LUSOFONIA

A SEMANA : Primeiro diário caboverdiano em linha

Amnistia Internacional denuncia fome e miséria total no sul de Angola e responsabiliza o Governo pela situação 17 Outubro 2019

Dezenas de milhares de pequenos criadores de gado que foram afastados das suas terras para dar lugar a explorações pecuárias comerciais estão a ser expostos a um risco ainda maior de fome e inanição devido à seca que aflige o sul de Angola.

Amnistia Internacional denuncia fome e miséria total no sul de Angola e responsabiliza o Governo pela situação

A denúncia é da Amnistia Internacional (AI) e foi divulgada nesta terça-feira, 15, num longo relatório intitulado “O fim do paraíso do gado: Como os desvios de terras para explorações pecuárias minou a segurança alimentar nos Gambos, Angola”, acompanhado de fotografias e um vídeo. “A situação é de miséria, fome e abandono do Governo que retirou terras aos seus donos, sem indemnizaçáo e as entregou a empresários”.

À organização de defesa dos direitos humanos, apela ao Governo medidas urgentes e “assistência alimentar de emergência às comunidades afectadas pela fome”. “A actual seca em Angola expôs o impacto devastador da pecuária comercial sobre as comunidades dos Gambos. Os criadores de gado tradicionais perderam as suas melhores pastagens e vêem agora, desesperados os seus filhos e famílias irem para a cama de estômago vazio,” denunciou Deprose Muchena, director regional para a África Austral da AI.

No documento, a AI apela ainda, ao Governo angolano que “proporcione, de imediato, assistência alimentar de emergência às comunidades afetadas pela fome, declare uma moratória às concessões de terras e nomeie uma comissão de inquérito para investigar como 46 explorações pecuárias comerciais acabaram por se ocupar dois terços das melhores pastagens na Tunda dos Gambos e no Vale de Chimbolela desde o fim da guerra civil, em 2002”.

A organização é peremptória em dizer que “o Governo não tem protegido os direitos destas comunidades, em particular, o seu direito à alimentação”.
No sul de Angola, “estas pessoas foram abandonadas a tentar sobreviver terras inférteis e improdutivas” e, agora que a seca aperta ainda mais, ficaram simplesmente sem nada para comer.

”Citado pela VOA, o relatório mostra que a fome e inanição grassam entre as comunidades dos vanyanekes e ovahereros que vivem nos Gambos”, onde a situação é dramática.

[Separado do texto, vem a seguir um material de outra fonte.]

PR #13614, opened 2024-03-21
Fix publish script due to crates.io CDN change

ehuss:
Now that crates.io goes directly to the CDN, this has changed the HTTP response code when a crate is not found (from 404 to 403). This updates the publish script to handle more error codes to assume something isn't published. This also updates it to go directly to the endpoint instead of through the crates.io redirect.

Entretanto, a Amnistia Internacional revela que, embora a região semiárida dos Gambos seja propensa a secas cíclicas, as pastagens comunitárias atenuavam os impactos da seca, mas foram atribuídas pelo Governo a criadores de gado comerciais, deixando os criadores de gado tradicionais e as suas famílias a lutar para produzir os seus alimentos. Em consequência disso, a AI garante que as famílias pastoris ficaram com terras insuficientes e improdutivas para as suas colheitas e para apascentar o gado. Ainda segundo o documento, as famílias disseram aos investigadores da AI que a situação é agora tão terrível que são obrigadas a comer folhas selvagens.

“Muitas pessoas contaram que sofrem de vómitos e diarreia e contraíram também doenças de pele, nomeadamente a sarna, devido à escassez de água e às más condições de higiene. Estamos magros, fracos e muitas pessoas ficam bastante doentes devido à fome revela um morador local à AI.

A AI afirmou que as terras, usadas durante séculos como pastagens comunitárias pelas famílias pastoris das províncias do Cunene, da Huíla e do Namibe, no sul de Angola, foram-lhes retiradas sem o devido processo legal.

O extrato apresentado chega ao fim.